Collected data
----
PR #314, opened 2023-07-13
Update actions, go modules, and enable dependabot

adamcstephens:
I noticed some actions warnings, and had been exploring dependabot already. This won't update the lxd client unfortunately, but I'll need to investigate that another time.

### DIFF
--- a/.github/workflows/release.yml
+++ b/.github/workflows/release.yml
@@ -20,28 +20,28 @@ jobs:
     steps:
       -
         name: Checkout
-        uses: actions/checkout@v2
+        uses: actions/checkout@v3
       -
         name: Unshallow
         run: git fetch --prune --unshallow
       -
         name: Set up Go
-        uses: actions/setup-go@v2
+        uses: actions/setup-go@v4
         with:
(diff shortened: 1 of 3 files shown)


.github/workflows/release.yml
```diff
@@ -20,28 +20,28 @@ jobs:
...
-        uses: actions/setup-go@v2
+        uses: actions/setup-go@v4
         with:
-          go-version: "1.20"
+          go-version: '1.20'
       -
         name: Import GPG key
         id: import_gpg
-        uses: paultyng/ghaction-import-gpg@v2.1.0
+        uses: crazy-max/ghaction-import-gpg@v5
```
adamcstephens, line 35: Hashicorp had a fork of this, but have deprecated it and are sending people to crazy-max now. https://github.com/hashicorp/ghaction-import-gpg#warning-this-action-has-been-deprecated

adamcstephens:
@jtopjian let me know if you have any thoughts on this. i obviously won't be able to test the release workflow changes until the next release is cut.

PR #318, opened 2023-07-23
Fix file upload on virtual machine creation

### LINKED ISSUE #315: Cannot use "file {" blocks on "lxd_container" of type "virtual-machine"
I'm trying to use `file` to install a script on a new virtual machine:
----
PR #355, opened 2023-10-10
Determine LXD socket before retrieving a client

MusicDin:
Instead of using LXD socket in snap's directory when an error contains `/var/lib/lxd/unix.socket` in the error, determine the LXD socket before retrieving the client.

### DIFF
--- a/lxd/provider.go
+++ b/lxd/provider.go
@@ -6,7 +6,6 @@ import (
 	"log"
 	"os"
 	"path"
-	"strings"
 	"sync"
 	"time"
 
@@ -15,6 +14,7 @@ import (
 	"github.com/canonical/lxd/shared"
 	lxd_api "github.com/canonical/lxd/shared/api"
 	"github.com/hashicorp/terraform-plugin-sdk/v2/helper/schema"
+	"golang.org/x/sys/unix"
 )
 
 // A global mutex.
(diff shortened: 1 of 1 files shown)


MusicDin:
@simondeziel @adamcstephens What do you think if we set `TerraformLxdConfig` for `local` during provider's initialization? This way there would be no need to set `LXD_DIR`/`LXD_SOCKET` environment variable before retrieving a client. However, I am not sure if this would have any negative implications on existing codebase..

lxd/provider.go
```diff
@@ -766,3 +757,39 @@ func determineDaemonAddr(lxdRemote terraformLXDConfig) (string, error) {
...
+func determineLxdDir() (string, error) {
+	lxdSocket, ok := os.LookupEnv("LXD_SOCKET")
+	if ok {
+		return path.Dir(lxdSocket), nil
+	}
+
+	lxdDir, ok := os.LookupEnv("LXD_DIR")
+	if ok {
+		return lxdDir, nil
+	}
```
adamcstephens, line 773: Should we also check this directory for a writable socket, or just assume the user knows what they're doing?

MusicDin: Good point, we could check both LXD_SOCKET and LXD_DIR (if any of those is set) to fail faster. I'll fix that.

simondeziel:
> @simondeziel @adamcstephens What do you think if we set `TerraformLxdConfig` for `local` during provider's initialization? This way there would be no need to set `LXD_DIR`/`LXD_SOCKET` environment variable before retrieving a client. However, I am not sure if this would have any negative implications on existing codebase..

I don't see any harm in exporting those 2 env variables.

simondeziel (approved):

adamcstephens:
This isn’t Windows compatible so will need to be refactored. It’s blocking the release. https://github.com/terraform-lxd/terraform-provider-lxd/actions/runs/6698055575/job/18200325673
----
Task directions
Work out how many lines above contain "workflows", then write only that number.

Exercise answer
3